Guidance: This skill appears to implement what it claims (local OCR then a remote visual model fallback) but it will take full-page screenshots and send them to a third-party API (Aliyun DashScope-compatible endpoint). Before installing: 1) Be aware screenshots may include sensitive info — do not run on pages with passwords, payment data, or personal info. 2) The skill requires a VISION_API_KEY (contradicting the registry metadata) or config in ~/.openclaw/openclaw.json — verify what keys you store there. 3) Review the index.mjs code yourself or run the skill in a sandboxed environment to confirm behavior. 4) If you must use it, consider creating a dedicated, limited-scope API key on the provider side and avoid running it against sensitive sites. If you need higher assurance, decline installation until the metadata is corrected and the developer documents exact data flows and config-file parsing behavior.

Review Dimensions

Purpose & Capability: concernThe skill's declared purpose (captcha recognition using local OCR with a visual-model fallback) matches the code and SKILL.md. However the registry metadata claimed 'Required env vars: none' while both SKILL.md and index.mjs require a VISION_API_KEY (or config file) to call the remote visual model. That metadata mismatch is misleading and reduces transparency about required secrets.
Instruction Scope: concernRuntime instructions and source direct the agent to take full-page screenshots of target webpages and send the image (base64) to an external endpoint (Aliyun DashScope-compatible API). The README warns not to use pages with passwords/bank info, but automatic full-page screenshotting means sensitive data can be captured and transmitted. The skill also reads the user's OpenClaw config (~/.openclaw/openclaw.json) for provider API keys.
Install Mechanism: okThis is instruction+code (no installer). Dependencies are standard Node modules (playwright-core, tesseract.js) and installation is via npm—no unusual download URLs or archive extraction. No install spec (low platform-level risk) but the package expects node >=18 and Chrome/Chromium present.

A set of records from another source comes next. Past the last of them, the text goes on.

PR #325, opened 2020-11-19
[CEDS-2745] Add feedback link to banner in all the pages

glidester:
As a part of Public Beta Readiness prep activities, every page
of the External Movements must have a feedback link at the
top left corner under black GOV.UK banner and next to BETA
blue box.

This sends the feedback to Splunk for later retrieval.

### DIFF
--- a/app/config/AppConfig.scala
+++ b/app/config/AppConfig.scala
@@ -41,7 +41,7 @@ class AppConfig @Inject()(
     .map(uri => MongockConfig(uri))
 
   private lazy val contactFrontendBaseUrl = servicesConfig.baseUrl("contact-frontend")
-  private lazy val contactFrontendServiceIdentifier = loadConfig("microservice.services.contact-frontend.serviceId")
+  lazy val contactFrontendServiceIdentifier = loadConfig("microservice.services.contact-frontend.serviceId")
 
   lazy val keyStoreSource: String = appName
   lazy val keyStoreUrl: String = servicesConfig.baseUrl("keystore")
--- a/app/config/AppConfig.scala
+++ b/app/config/AppConfig.scala
@@ -40,8 +40,8 @@ class AppConfig @Inject()(
     .getOptional[String]("mongodb.uri")
     .map(uri => MongockConfig(uri))
 
-  private lazy val contactBaseUrl = servicesConfig.baseUrl("contact-frontend")
-  private lazy val contactFrontendServiceIdentifier = loadConfig("microservice.services.contact-frontend.serviceIdentifier")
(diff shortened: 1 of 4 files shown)


conf/application.conf
```diff
@@ -103,6 +103,13 @@ microservice {
       ducrPart: enabled
       betaBanner: enabled
     }
+
+    contact-frontend {
+      protocol = http
+      host = localhost
+      port = 9250
+      serviceIdentifier = "customs-movements-frontend"
```
MaciejRewera, line 111: What do you think about naming this `serviceId`, as it is in contact-frontend? I am asking because I'd probably stay with the same name.

app/config/AppConfig.scala
```diff
@@ -40,6 +40,9 @@ class AppConfig @Inject()(
     .getOptional[String]("mongodb.uri")
     .map(uri => MongockConfig(uri))
 
+  private lazy val contactBaseUrl = servicesConfig.baseUrl("contact-frontend")
```
MaciejRewera, line 43: Could you rename it to `contactFrontendBaseUrl`? So it's in th esame convention as the field below.

test/unit/views/PhaseBannerSpec.scala
```diff
@@ -0,0 +1,42 @@
...
+package views
+
+import base.Injector
+import play.api.test.FakeRequest
+import play.twirl.api.Html
+import views.html.components.gds.phaseBanner
+
+class PhaseBannerSpec extends ViewSpec with Injector {
+
+  private val page = instanceOf[phaseBanner]
```
MaciejRewera, line 26: Nit: This is not a page really ;-) I'd rather call it `banner` for e.g. But this is not a big deal.

MaciejRewera (approved):
LGTM
Just left a few comments with open questions. But nothing that would be blocking.

conf/application.conf
```diff
@@ -103,6 +103,13 @@ microservice {
       ducrPart: enabled
       betaBanner: enabled
     }
+
+    contact-frontend {
+      protocol = http
+      host = localhost
+      port = 9250
+      serviceId = "customs-movements-frontend"
```
MaciejRewera, line 111: It would be good to confirm before merging if this `serviceId` is fine.

MaciejRewera (approved):
LGTM

MaciejRewera (dismissed):

MaciejRewera (approved):
I may have missed tests for `AppConfig`. I know we spoke about it recently, but in my PR I realized it is good for documentation purposes.
But I am approving anyway and I'll leave it with you to decide.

Credentials: concernThe skill legitimately needs an API key for the remote vision model (VISION_API_KEY / QWEN_API_KEY) and an API base URL. That is proportionate to the fallback capability. However manifest/registry metadata incorrectly lists no required env vars, and the code will also read ~/.openclaw/openclaw.json for provider credentials (potentially exposing other stored provider keys if present). The skill does not request unrelated credentials, but it will read user config files that may contain secrets.
Persistence & Privilege: okThe skill does not request always:true, does not attempt to modify other skills, and is user-invocable only. It writes screenshots to the workspace and expects the runtime to have node and Chrome, which is normal for browser automation.